(Given data begins)

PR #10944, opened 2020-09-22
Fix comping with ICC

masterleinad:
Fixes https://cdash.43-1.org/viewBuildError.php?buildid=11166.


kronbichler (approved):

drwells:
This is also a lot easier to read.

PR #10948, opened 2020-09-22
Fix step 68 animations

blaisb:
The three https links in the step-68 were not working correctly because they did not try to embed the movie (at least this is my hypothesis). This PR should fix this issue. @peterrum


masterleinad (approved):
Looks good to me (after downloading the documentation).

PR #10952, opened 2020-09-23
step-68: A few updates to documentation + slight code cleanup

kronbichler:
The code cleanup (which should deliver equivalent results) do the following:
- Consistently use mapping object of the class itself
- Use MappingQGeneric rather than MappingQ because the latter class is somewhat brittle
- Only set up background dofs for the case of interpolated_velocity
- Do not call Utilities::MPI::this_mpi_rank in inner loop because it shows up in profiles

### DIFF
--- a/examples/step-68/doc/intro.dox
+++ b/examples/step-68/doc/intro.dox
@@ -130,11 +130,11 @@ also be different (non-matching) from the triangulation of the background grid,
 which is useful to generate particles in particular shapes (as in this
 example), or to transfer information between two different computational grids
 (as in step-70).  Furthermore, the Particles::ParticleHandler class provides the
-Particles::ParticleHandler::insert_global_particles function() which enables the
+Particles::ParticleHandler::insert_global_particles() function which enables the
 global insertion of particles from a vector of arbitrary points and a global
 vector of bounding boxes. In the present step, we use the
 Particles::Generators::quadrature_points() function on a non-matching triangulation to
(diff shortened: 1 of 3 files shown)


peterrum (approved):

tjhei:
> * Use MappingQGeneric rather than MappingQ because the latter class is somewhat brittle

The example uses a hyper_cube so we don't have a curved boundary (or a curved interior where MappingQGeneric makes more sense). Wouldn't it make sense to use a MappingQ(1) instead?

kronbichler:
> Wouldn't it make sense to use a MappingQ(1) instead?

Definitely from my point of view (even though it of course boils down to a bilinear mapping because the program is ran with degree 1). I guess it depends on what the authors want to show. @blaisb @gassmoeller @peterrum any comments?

(Given data ends)
(Given data begins)

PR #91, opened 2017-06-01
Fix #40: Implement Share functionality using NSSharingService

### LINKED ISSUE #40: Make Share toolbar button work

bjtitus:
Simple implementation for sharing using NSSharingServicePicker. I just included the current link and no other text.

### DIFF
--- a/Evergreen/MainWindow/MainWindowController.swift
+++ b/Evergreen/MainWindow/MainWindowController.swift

(Given data ends)

Exercise instructions: What lines in the material include the string "code"? Pull each one out.

Expected output:
step-68: A few updates to documentation + slight code cleanup
The code cleanup (which should deliver equivalent results) do the following:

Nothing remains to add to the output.